Your assignment
Show every line of the data where the word "general" can be found.

◇ ◇ ◇ ◇

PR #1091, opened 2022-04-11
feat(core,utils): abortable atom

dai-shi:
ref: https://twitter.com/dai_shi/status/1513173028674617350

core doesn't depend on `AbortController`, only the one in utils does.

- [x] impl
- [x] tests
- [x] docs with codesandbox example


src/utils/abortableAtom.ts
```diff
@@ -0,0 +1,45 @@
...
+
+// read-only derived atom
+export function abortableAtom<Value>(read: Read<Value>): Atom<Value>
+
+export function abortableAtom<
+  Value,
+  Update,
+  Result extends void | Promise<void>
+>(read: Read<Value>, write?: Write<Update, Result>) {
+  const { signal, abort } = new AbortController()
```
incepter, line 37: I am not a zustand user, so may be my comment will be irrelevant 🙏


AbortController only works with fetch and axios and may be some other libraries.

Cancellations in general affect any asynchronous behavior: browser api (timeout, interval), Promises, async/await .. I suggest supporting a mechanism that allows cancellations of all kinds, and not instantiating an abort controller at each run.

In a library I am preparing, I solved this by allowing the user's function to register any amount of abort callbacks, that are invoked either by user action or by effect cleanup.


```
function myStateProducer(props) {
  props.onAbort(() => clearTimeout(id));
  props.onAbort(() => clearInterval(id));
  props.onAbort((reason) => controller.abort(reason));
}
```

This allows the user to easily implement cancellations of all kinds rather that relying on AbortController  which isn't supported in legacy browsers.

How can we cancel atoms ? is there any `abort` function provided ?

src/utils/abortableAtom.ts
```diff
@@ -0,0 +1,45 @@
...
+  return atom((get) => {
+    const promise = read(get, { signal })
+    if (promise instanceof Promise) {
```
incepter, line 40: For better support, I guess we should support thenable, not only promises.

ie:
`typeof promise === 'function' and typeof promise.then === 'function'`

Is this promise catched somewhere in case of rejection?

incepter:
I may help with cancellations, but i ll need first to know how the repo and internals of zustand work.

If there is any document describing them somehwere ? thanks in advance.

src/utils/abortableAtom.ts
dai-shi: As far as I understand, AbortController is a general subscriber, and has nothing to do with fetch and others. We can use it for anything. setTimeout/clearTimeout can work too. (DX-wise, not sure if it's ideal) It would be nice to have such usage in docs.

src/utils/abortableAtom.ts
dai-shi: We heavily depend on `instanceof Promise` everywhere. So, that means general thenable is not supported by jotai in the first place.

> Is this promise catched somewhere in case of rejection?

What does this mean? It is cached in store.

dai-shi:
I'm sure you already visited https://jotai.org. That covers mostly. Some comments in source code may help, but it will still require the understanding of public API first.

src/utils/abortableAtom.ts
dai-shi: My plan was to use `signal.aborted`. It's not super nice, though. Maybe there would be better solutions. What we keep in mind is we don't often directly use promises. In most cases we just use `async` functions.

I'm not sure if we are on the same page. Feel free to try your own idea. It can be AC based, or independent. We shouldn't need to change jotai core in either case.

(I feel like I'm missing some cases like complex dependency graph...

◇ ◇ ◇ ◇

Answer to this problem
Cancellations in general affect any asynchronous behavior: browser api (timeout, interval), Promises, async/await .. I suggest supporting a mechanism that allows cancellations of all kinds, and not instantiating an abort controller at each run.
dai-shi: As far as I understand, AbortController is a general subscriber, and has nothing to do with fetch and others. We can use it for anything. setTimeout/clearTimeout can work too. (DX-wise, not sure if it's ideal) It would be nice to have such usage in docs.
dai-shi: We heavily depend on `instanceof Promise` everywhere. So, that means general thenable is not supported by jotai in the first place.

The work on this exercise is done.